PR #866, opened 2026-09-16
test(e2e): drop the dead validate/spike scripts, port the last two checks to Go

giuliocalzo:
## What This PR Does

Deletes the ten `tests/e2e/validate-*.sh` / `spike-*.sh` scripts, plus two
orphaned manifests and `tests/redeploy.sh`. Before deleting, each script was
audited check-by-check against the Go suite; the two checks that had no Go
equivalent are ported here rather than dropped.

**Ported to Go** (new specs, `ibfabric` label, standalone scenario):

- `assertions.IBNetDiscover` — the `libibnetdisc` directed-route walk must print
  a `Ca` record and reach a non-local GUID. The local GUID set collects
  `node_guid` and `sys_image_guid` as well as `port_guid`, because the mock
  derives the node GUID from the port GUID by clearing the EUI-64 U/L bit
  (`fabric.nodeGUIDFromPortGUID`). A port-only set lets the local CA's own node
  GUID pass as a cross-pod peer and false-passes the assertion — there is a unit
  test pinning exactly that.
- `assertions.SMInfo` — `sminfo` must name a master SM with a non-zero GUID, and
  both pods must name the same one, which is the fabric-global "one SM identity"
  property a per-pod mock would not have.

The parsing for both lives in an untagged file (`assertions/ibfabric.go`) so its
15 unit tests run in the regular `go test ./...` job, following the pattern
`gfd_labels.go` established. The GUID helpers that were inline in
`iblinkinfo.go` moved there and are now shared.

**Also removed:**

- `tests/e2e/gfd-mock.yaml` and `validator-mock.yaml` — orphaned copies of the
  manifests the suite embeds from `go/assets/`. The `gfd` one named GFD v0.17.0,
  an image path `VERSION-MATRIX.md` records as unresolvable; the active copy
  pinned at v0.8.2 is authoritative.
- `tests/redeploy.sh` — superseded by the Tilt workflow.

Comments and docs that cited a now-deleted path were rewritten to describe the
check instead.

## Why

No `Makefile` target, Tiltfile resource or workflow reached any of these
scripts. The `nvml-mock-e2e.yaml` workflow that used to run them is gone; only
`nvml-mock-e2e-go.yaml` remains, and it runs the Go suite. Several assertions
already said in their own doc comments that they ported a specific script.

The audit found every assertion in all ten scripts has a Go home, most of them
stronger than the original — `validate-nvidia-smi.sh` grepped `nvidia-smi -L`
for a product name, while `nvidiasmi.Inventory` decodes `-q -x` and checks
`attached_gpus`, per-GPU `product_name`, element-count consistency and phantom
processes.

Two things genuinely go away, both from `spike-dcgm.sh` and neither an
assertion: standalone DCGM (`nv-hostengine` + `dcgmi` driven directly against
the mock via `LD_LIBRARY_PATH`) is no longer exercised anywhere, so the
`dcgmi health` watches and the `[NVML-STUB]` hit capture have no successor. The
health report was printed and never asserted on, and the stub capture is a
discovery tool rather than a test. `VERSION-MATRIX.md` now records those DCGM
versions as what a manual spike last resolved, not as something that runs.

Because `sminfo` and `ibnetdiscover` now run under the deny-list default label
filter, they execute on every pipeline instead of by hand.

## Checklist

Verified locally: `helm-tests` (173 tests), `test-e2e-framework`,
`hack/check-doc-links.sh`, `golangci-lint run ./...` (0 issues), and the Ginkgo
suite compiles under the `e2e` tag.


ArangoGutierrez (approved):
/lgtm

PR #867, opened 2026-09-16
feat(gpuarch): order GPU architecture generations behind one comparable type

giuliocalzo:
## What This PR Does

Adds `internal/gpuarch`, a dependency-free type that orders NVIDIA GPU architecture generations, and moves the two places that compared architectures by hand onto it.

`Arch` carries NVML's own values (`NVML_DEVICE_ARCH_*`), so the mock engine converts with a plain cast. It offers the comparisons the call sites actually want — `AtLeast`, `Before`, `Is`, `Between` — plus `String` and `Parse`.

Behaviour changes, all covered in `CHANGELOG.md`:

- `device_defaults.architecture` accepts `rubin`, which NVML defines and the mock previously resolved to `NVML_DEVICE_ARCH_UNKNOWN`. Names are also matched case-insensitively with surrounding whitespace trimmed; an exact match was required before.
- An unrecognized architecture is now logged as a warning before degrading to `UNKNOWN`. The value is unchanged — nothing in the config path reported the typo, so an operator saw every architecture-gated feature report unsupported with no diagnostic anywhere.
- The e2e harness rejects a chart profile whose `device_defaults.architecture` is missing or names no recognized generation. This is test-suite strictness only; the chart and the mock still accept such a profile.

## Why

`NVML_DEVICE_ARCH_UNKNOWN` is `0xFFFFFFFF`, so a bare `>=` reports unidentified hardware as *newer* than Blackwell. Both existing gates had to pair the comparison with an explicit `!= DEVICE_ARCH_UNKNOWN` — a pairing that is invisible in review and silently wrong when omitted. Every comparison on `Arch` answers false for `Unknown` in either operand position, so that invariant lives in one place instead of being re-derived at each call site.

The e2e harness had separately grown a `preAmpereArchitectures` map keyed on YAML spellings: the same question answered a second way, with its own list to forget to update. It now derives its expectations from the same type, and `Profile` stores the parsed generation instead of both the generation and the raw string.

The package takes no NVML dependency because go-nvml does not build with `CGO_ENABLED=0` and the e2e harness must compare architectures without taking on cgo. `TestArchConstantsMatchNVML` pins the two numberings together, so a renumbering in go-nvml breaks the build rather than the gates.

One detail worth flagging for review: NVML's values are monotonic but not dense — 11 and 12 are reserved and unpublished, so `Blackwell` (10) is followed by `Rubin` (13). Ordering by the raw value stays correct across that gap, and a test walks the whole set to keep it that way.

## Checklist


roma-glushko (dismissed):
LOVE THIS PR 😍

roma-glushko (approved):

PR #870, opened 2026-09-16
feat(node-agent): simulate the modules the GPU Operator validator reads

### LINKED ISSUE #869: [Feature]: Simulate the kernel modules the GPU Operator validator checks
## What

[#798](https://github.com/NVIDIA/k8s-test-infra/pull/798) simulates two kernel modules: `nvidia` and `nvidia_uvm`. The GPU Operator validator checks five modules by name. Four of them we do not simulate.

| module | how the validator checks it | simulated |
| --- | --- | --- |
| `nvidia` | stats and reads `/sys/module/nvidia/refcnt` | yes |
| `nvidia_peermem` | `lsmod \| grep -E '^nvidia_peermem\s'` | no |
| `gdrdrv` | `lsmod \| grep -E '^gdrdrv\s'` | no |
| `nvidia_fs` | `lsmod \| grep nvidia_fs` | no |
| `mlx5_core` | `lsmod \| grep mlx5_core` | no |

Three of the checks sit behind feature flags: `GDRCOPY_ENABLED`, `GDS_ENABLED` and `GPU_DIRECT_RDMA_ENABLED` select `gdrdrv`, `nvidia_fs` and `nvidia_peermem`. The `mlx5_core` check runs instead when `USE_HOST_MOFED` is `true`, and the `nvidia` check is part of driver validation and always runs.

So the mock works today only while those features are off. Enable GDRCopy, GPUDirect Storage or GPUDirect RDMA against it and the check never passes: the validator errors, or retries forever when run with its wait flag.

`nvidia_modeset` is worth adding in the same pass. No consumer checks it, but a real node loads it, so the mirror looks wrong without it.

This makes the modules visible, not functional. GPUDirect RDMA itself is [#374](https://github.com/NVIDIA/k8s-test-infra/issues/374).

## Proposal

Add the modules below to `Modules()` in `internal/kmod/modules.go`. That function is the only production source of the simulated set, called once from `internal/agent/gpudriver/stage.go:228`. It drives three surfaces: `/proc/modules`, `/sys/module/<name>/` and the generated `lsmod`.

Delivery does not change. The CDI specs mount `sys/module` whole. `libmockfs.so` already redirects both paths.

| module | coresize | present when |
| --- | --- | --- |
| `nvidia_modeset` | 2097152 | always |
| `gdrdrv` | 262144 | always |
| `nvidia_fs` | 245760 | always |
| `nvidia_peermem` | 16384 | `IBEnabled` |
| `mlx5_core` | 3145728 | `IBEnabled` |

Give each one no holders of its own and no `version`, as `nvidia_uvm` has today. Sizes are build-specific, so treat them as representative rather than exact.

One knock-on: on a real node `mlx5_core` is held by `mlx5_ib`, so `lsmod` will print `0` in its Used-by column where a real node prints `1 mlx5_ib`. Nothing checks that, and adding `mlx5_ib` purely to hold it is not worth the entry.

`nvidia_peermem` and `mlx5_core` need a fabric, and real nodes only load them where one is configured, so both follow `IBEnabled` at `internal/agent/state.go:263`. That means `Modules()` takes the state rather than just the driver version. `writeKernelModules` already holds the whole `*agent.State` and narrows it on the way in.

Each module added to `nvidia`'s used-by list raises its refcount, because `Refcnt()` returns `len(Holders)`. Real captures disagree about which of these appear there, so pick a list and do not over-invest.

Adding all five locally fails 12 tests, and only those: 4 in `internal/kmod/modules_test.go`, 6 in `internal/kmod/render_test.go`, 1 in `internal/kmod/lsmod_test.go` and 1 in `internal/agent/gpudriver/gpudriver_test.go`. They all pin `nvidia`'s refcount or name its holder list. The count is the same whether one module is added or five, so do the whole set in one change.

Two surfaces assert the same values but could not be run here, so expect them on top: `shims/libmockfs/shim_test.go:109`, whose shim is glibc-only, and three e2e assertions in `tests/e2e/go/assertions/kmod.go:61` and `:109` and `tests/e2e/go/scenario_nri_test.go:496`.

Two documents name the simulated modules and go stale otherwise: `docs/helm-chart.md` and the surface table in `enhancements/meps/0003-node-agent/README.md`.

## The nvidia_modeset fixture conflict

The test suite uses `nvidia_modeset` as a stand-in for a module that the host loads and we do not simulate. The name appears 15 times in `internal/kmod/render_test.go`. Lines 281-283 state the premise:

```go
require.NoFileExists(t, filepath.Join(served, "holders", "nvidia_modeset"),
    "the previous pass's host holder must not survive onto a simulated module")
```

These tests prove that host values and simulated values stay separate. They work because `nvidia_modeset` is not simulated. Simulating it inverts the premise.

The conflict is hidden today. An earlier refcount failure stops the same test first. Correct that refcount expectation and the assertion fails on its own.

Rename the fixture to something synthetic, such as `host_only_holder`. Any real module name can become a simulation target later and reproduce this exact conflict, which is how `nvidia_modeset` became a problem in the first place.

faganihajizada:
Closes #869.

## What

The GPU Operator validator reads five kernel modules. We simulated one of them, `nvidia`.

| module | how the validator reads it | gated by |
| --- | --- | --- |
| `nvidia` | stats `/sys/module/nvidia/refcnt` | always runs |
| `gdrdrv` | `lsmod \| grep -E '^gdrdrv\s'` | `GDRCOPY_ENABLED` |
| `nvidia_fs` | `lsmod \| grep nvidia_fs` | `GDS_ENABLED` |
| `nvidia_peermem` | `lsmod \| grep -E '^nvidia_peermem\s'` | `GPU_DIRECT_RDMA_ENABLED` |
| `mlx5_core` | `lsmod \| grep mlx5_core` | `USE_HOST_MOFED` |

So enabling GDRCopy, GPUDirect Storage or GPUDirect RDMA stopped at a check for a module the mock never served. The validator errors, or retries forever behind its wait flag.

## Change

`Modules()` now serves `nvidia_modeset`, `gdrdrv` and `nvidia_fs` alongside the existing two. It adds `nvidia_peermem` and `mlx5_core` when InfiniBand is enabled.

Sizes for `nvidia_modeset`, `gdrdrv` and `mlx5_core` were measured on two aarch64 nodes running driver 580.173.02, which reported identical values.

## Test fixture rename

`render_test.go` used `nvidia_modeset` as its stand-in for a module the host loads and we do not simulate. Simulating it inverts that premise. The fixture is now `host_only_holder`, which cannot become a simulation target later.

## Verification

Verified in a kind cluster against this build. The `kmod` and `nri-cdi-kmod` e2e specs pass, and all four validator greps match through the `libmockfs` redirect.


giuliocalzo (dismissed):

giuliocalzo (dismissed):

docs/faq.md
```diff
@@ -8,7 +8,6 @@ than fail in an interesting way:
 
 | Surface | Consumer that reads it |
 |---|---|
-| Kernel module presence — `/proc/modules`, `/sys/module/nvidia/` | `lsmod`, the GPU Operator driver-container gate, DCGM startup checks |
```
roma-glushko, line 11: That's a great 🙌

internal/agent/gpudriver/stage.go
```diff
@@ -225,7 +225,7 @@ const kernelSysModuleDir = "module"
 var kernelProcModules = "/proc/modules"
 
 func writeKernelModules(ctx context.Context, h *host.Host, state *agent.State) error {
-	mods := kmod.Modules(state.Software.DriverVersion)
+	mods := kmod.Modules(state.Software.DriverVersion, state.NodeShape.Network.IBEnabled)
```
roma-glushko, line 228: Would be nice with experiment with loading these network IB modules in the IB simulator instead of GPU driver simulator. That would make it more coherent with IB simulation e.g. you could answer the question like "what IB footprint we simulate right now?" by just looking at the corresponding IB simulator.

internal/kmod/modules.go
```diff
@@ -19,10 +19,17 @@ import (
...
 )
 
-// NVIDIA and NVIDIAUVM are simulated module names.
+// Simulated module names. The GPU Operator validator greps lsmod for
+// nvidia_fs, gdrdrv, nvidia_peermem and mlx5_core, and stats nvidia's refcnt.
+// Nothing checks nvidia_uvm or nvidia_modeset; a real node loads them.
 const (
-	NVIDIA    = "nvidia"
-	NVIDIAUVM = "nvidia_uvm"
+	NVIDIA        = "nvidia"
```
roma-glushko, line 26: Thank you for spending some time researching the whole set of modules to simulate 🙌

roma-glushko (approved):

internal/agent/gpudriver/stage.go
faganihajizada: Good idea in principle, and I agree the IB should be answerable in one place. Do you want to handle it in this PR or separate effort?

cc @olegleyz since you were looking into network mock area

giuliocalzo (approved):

--- Task item ---
Once the line containing "roma-glushko, line 228: Would" is found, output it and each line after it through the end of the listing above, exactly, with nothing else.

--- Completed task ---
roma-glushko, line 228: Would be nice with experiment with loading these network IB modules in the IB simulator instead of GPU driver simulator. That would make it more coherent with IB simulation e.g. you could answer the question like "what IB footprint we simulate right now?" by just looking at the corresponding IB simulator.

internal/kmod/modules.go
```diff
@@ -19,10 +19,17 @@ import (
...
 )
 
-// NVIDIA and NVIDIAUVM are simulated module names.
+// Simulated module names. The GPU Operator validator greps lsmod for
+// nvidia_fs, gdrdrv, nvidia_peermem and mlx5_core, and stats nvidia's refcnt.
+// Nothing checks nvidia_uvm or nvidia_modeset; a real node loads them.
 const (
-	NVIDIA    = "nvidia"
-	NVIDIAUVM = "nvidia_uvm"
+	NVIDIA        = "nvidia"
```
roma-glushko, line 26: Thank you for spending some time researching the whole set of modules to simulate 🙌

roma-glushko (approved):

internal/agent/gpudriver/stage.go
faganihajizada: Good idea in principle, and I agree the IB should be answerable in one place. Do you want to handle it in this PR or separate effort?

cc @olegleyz since you were looking into network mock area

giuliocalzo (approved):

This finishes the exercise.